La noche del 31 de diciembre de 1919, Estados Unidos duplicó sus alegrías y sus tristezas. No hubo yanki cabal que no decidiera pimplarse el whisky a tragos de elefante. Los padres más respetables bebieron hasta el éxtasis. Los padres de los padres brindaron por las fiestas vividas. Y unos y otros animaron a sus niños a probar una perdición que, a partir del siguiente rayo de Sol, estaría penada por ley.
Unos meses después, los chicos de las barras y las estrellas, deseosos de un mísero sorbo de tequila, empezaron a frecuentar garitos de mala muerte, callejones oscuros y barriles mentirosos de contenidos alegres. Un jovenzuelo con ansias de poder se percató de la oportunidad: “Mi país quiere a alguien como yo.
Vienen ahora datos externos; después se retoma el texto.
PR #3791, opened 2026-02-21
Adding the LemonSlice transport integration

jp-lemon:
Adding the LemonSliceTransport layer to easily integrate the LemonSlice Avatar with any Pipecat pipeline.

Users need to pass in a LemonSlice API key and a LemonSlice agent ID or publicly accessible avatar image url to start the session.
Users can pass in a Daily room to use or our API will create one for them under the LemonSlice domain.
This transport layer will add a "pipecat user" to the room to feed audio to LemonSlice through a special audio stream. Then a LemonSlice avatar will join the call and play the synced audio and video.

LemonSlice API docs: https://lemonslice.com/docs/api-reference/create-session


src/pipecat/transports/lemonslice/transport.py
```diff
@@ -0,0 +1,801 @@
...
+        params: LemonSliceParams = LemonSliceParams(),
+        callbacks: LemonSliceCallbacks,
+        api_key: str,
+        agent_image_url: Optional[str] = None,
+        agent_id: Optional[str] = None,
+        agent_prompt: Optional[str] = None,
+        idle_timeout: Optional[int] = None,
+        daily_room_url: Optional[str] = None,
+        daily_token: Optional[str] = None,
+        lemonslice_properties: Optional[dict] = None,
```
filipi87, line 96: It looks like we’re only using all these parameters inside the API, so maybe we could wrap them in a new class, `LemonSliceNewSessionRequest`.

src/pipecat/transports/lemonslice/transport.py
```diff
@@ -0,0 +1,801 @@
...
+        """
+        self._bot_name = bot_name
+        self._api = LemonSliceApi(api_key, session)
+        self._agent_id = agent_id
+        self._agent_image_url = agent_image_url
+        self._agent_prompt = agent_prompt
+        self._idle_timeout = idle_timeout
+        self._daily_room_url = daily_room_url
+        self._daily_token = daily_token
+        self._lemonslice_properties = lemonslice_properties
```
filipi87, line 123: We can keep a single variable here, `_session_request`.

src/pipecat/transports/lemonslice/transport.py
```diff
@@ -0,0 +1,801 @@
...
+    async def _initialize(self) -> str:
+        """Initialize the conversation and return the room URL."""
+        response = await self._api.create_session(
+            agent_image_url=self._agent_image_url,
+            agent_id=self._agent_id,
+            agent_prompt=self._agent_prompt,
+            idle_timeout=self._idle_timeout,
+            daily_room_url=self._daily_room_url,
+            daily_token=self._daily_token,
+            properties=self._lemonslice_properties,
```
filipi87, line 139: And here we would pass only a single parameter, `session_request`.

src/pipecat/transports/lemonslice/transport.py
```diff
@@ -0,0 +1,801 @@
...
+
+    def __init__(
+        self,
+        bot_name: str,
+        session: aiohttp.ClientSession,
+        api_key: str,
+        agent_image_url: Optional[str] = None,
+        agent_id: Optional[str] = None,
+        agent_prompt: Optional[str] = None,
+        idle_timeout: Optional[int] = None,
```
filipi87, line 681: Same here, we could wrap them in a new class, `LemonSliceNewSessionRequest`. As well as daily_room_url, daily_token and lemonslice_properties

src/pipecat/transports/lemonslice/transport.py
```diff
@@ -0,0 +1,801 @@
...
+
+    def __init__(
+        self,
+        *,
+        bot_name: str,
+        params: LemonSliceParams = LemonSliceParams(),
+        callbacks: LemonSliceCallbacks,
+        api_key: str,
+        agent_image_url: Optional[str] = None,
+        agent_id: Optional[str] = None,
```
filipi87, line 91: If we try to run the example without providing an `agent_id`, we receive the following error:
`ValueError: Provide either agent_id or agent_image_url`

Is there a default value we can set here?

examples/foundational/55-lemonslice-transport.py
```diff
@@ -0,0 +1,117 @@
...
+            ),
+        )
+
+        stt = DeepgramSTTService(api_key=os.getenv("DEEPGRAM_API_KEY"))
+
+        llm = GroqLLMService(api_key=os.getenv("GROQ_API_KEY"))
+
+        tts = ElevenLabsTTSService(
+            api_key=os.getenv("ELEVENLABS_API_KEY", ""),
+            voice_id="ys3XeJJA4ArWMhRpcX1D",
```
filipi87, line 56:
```suggestion
            voice_id=os.getenv("ELEVENLABS_VOICE_ID", ""),
```

filipi87 (approved):
This looks good. I’ve tested it, and it’s working nicely. 🙌
There are a couple of improvements I mentioned here, but I’ll push them in a follow-up PR.

filipi87:
I have pushed this [PR](https://github.com/pipecat-ai/pipecat/pull/3900), resolving the conflicts and implementing the improvements I mentioned above.

filipi87:
Thank you @jp-lemon for doing all this. 🙌🔥

markbackman:
Closing in favor of https://github.com/pipecat-ai/pipecat/pull/3900, which has been merged and will be in the upcoming release.

Excited to have LemonSlice support in Pipecat!

PR #3792, opened 2026-02-21
Update default Anthropic model to claude-sonnet-4-6

aconchillo:
## Summary

- Updated default Anthropic model from `claude-sonnet-4-5-20250929` to `claude-sonnet-4-6`.
- Removed explicit model override from the Anthropic function calling example since it now matches the default.


markbackman (commented):
👍

PR #3795, opened 2026-02-21
fix(realtime): handle response_cancel_not_active as non-fatal

### LINKED ISSUE #3755: OpenAIRealtimeLLMService: response_cancel_not_active error fatally kills WebSocket
### pipecat version

0.0.98

### Python version

3.12

### Operating System

macOS (darwin 25.2.0)

### Issue description

When using `OpenAIRealtimeLLMService` with `turn_detection=False` for push-to-talk, sending an `InterruptionFrame` when the bot is not actively responding causes a fatal WebSocket disconnection.

When you send a `ResponseCancelEvent`, the OpenAI API returns a `response_cancel_not_active` error, and `_receive_task_handler` treats all unhandled errors as fatal — exiting the receive loop and tearing down the connection. `response_cancel_not_active` should not be a fatal error.

### Reproduction steps

1. Configure `OpenAIRealtimeLLMService` with `turn_detection=False` in AudioInput
2. Start a conversation and let the bot finish its initial response
3. Send an InterruptionFrame
4. The InterruptionFrame triggers _handle_interruption() which sends ResponseCancelEvent even though no response is active

### Expected behavior

The `response_cancel_not_active` error should be treated as non-fatal. The WebSocket connection should remain open and the conversation should continue normally.

### Actual behavior

The receive loop in _receive_task_handler treats the error as fatal, exits the loop, and the WebSocket connection is destroyed.

### Logs

```shell

```

omChauhanDev:

Fixes #3755 

**Change** : `response_cancel_not_active` errors from the API are now logged as warnings instead of fatally killing the ws connection in realtime services.

### DIFF
--- a/src/pipecat/services/grok/realtime/llm.py
+++ b/src/pipecat/services/grok/realtime/llm.py
@@ -512,7 +512,7 @@ class GrokRealtimeLLMService(LLMService):
                 await self._handle_evt_function_call_arguments_done(evt)
             elif evt.type == "error":
                 if evt.error.code == "response_cancel_not_active":
-                    logger.warning(f"Non-fatal API error: {evt.error.message}")
+                    logger.debug(f"{self} {evt.error.message}")
                 else:
                     await self._handle_evt_error(evt)
                     return
--- a/src/pipecat/services/grok/realtime/llm.py
+++ b/src/pipecat/services/grok/realtime/llm.py
@@ -511,8 +511,11 @@ class GrokRealtimeLLMService(LLMService):
             elif evt.type == "response.function_call_arguments.done":
                 await self._handle_evt_function_call_arguments_done(evt)
             elif evt.type == "error":
-                await self._handle_evt_error(evt)
-                return
+                if evt.error.code == "response_cancel_not_active":
+                    logger.warning(f"Non-fatal API error: {evt.error.message}")
+                else:
+                    await self._handle_evt_error(evt)
+                    return
 
     async def _handle_evt_conversation_created(self, evt):
         """Handle conversation.created event - first event after connecting."""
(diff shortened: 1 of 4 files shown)


kollaikal-rupesh (commented):
Nice fix! The approach is correct — `response_cancel_not_active` should definitely not be fatal.

One minor suggestion: consider using `logger.debug()` instead of `logger.warning()` here. This error is an **expected, benign condition** in push-to-talk mode — every time the user presses the button while the bot is idle, this will fire. Using `warning` could create log noise in production for something that's completely normal. `debug` would be more appropriate for an expected code path.

Also, minor style nit: the pipecat convention for log messages typically prefixes with `{self}` for service identification, e.g.:
```python
logger.debug(f"{self} {evt.error.message}")
```

src/pipecat/services/grok/realtime/llm.py
```diff
@@ -511,8 +511,11 @@ async def _receive_task_handler(self):
             elif evt.type == "response.function_call_arguments.done":
                 await self._handle_evt_function_call_arguments_done(evt)
             elif evt.type == "error":
-                await self._handle_evt_error(evt)
-                return
+                if evt.error.code == "response_cancel_not_active":
+                    logger.warning(f"Non-fatal API error: {evt.error.message}")
```
markbackman: This was suggested already, but this should be debug. If it's a warning, it'll draw undue attention since it's a normal outcome of using the API.

markbackman (approved):
LGTM! Just a small comment to resolve before merging.

src/pipecat/services/grok/realtime/llm.py
omChauhanDev: make sense, done

PR #3796, opened 2026-02-21
Fix asyncio.Event race conditions in idle processors

### LINKED ISSUE #3402: Race Conditions and Lost Notifications Due to Unsafe asyncio.Event Reset Patterns
### pipecat version

main branch

### Python version

### Operating System

### Issue description

**Location:**

```python
async def wait(self):
    await self._event.wait()
    self._event.clear()
```

---

**Locations:**

```python
while True:
    try:
    except asyncio.TimeoutError:
        await self._callback(self)
    finally:
        self._idle_event.clear()
```

* Before `clear()` executes,

### Reproduction steps

### Expected behavior

-

### Actual behavior

-

### Logs

```shell

```

iamjr15:
## Summary

Fixes #3402

- Fixed race conditions in `IdleFrameProcessor` and `UserIdleProcessor` where `asyncio.Event` signals set during async timeout callbacks were unconditionally cleared by a `finally` block, causing false-positive idle detection.
- Moved `event.clear()` from the `finally` block to the success path only (after `event.wait()` returns), matching the correct pattern already used in `PipelineTask._idle_monitor_handler()`.
- Updated `EventNotifier` docstrings to document safety guarantees: single-consumer repeated cycles and multi-consumer one-shot usage are safe; multi-consumer repeated-notify cycles are not (no current codebase usage hits this case).
- Added comprehensive tests for `IdleFrameProcessor`, `UserIdleProcessor`, and `EventNotifier`, including deterministic white-box regression tests that fail before the fix and pass after.

### The bug

Both `_idle_task_handler()` methods used this pattern:

```python
# BEFORE (vulnerable):
try:
except asyncio.TimeoutError:
    await self._callback(self)  # yields control — activity signal can arrive here
finally:
    self._idle_event.clear()  # BUG: clears signal set during callback
```

If activity occurs during the async callback (which yields control via `await`), the signal is lost when `finally` runs, causing the processor to miss valid activity and incorrectly fire idle callbacks again.

### The fix

```python
# AFTER (safe):
try:
    self._idle_event.clear()  # Only clear on activity — not after timeout callbacks
except asyncio.TimeoutError:
    await self._callback(self)
```

## Test plan

- [x] `pytest tests/test_idle_frame_processor.py -v` — 4 tests (basic idle, activity reset, signal preservation regression, frame type filtering)
- [x] `pytest tests/test_user_idle_processor.py -v` — 7 tests (6 existing + 1 new regression test)
- [x] `pytest tests/test_event_notifier.py -v` — 3 tests (multi-consumer one-shot, coalescing, repeated cycles)
- [x] `ruff check` passes on all modified files
- [x] 5x stress test iterations pass with no flakiness


iamjr15:
Closing in favor of a new PR with clean commit history.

A alguien que se juegue la vida por ellos para que un camarero clandestino les ponga una copa ‘on the rocks’ como Dios y Benjamin Franklin mandan”. Así fue como el tipo, Al Capone, se convirtió en toda una inspiración para el resto de generaciones venideras de la patria de los Beach Boys: “Adáptate a los cambios y hallarás fortuna” (sí, bueno, luego está todo el lío ese de Elliot Ness y la infinidad de asesinatos que los hombres de Capone cometieron por todo el territorio, pero eran otros tiempos. Minucias que no deben estropear la enseñanza).
Con todos los respetos, creo que la señora Sinde y su equipo de creativos están liando la marrana. Sin ánimo de mezclar churras con merinas, el cierre de páginas webs es parecido a la Ley Seca. El problema con el alcohol, al igual que con la piratería, los derechos de autor o la extracción compulsiva de mocos, es la educación. Enseñar a valorar, a compartir, a respetar y a no abusar. Y no enseñar que si algo no te gusta lo quitas de en medio pasándote los derechos civiles por el forro de los pantalones.
Y, perdonen que les diga otra vez, si todo esto es para proteger al cine español -entre otras cosas-, desengáñense: las películas patrias no sacan pasta porque no interesan, porque no se venden bien o porque, una vez más, no nos han enseñado a amarlas. Qué más quisieran los fieles de Sinde que el cine español fuera tan buscado y descargado como el hollywoodiense. Sería una maravillosa señal de éxito.
No propongo que nos matemos a tiros en carreteras poco transitadas ni que recuperemos las tradiciones gangster. Pero sí lanzo el reto: ¿Y si la industria se levanta de su cómodo sillón y se adapta a los cambios? Otras empresas lo hacen. Más que nada porque no tienen otro remedio.